In the data that follows, find the line with "Codeception 2.1.x requires php >=5.4.0"; transcribe it, every later line up to the one with "to undefined function", and that line as well, exactly and with no others.

━━━━━━━━

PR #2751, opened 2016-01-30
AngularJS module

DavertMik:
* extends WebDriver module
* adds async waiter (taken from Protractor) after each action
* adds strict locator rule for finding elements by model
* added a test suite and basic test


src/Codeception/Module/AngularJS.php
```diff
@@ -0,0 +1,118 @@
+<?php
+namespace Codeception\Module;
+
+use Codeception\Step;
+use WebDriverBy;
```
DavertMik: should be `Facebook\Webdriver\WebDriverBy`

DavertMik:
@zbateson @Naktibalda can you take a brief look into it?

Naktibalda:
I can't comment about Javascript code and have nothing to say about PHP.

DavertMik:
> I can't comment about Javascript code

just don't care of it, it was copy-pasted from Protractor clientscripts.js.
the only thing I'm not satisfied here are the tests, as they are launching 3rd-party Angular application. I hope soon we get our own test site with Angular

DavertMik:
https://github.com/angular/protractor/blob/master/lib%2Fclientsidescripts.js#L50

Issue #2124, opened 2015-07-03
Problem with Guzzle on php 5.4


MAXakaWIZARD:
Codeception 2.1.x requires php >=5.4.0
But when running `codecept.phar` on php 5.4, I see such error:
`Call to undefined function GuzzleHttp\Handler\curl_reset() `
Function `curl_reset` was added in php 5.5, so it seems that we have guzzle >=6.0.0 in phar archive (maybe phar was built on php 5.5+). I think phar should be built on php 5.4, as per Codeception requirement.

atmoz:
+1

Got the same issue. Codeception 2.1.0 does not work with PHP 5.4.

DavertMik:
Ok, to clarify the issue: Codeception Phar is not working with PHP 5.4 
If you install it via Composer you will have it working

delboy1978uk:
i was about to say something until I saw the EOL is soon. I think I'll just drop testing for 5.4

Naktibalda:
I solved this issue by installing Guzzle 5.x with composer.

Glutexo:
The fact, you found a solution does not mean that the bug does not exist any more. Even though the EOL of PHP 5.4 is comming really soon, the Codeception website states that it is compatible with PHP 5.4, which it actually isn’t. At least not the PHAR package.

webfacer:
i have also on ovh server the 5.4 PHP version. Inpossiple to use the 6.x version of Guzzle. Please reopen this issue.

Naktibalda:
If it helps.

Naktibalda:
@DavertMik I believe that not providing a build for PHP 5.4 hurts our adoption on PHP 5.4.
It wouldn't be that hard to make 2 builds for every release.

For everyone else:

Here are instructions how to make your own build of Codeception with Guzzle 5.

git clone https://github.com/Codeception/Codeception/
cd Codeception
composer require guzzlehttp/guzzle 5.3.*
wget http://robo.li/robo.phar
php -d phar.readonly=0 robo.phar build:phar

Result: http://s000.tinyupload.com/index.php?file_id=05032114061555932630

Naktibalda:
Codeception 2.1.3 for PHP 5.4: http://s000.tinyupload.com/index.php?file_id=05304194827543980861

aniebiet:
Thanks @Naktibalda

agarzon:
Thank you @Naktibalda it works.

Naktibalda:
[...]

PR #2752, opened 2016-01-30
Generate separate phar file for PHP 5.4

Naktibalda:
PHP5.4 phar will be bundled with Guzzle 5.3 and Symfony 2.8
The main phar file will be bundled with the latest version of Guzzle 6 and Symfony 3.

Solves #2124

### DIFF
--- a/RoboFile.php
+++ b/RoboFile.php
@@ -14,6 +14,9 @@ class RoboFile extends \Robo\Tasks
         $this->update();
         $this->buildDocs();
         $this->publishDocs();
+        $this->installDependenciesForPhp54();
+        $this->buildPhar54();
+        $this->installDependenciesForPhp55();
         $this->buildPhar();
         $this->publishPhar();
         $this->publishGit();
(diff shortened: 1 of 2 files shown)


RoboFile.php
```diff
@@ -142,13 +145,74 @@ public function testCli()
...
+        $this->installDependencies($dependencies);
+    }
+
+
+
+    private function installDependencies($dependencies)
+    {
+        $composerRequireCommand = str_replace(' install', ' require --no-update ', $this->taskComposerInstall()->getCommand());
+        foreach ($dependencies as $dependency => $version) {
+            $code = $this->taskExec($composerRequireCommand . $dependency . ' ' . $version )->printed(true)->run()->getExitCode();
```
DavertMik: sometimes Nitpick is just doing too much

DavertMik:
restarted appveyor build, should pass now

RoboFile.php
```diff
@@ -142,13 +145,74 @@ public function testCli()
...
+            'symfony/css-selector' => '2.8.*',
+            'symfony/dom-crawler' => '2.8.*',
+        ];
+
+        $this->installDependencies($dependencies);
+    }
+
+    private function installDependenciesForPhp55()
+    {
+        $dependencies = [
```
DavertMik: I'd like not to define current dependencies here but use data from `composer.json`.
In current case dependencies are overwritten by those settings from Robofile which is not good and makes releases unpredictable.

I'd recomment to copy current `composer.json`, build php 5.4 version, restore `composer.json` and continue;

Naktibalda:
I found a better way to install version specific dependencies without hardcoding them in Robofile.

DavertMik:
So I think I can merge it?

━━━━━━━━

# [OUTPUT BELOW]
Codeception 2.1.x requires php >=5.4.0
But when running `codecept.phar` on php 5.4, I see such error:
`Call to undefined function GuzzleHttp\Handler\curl_reset() `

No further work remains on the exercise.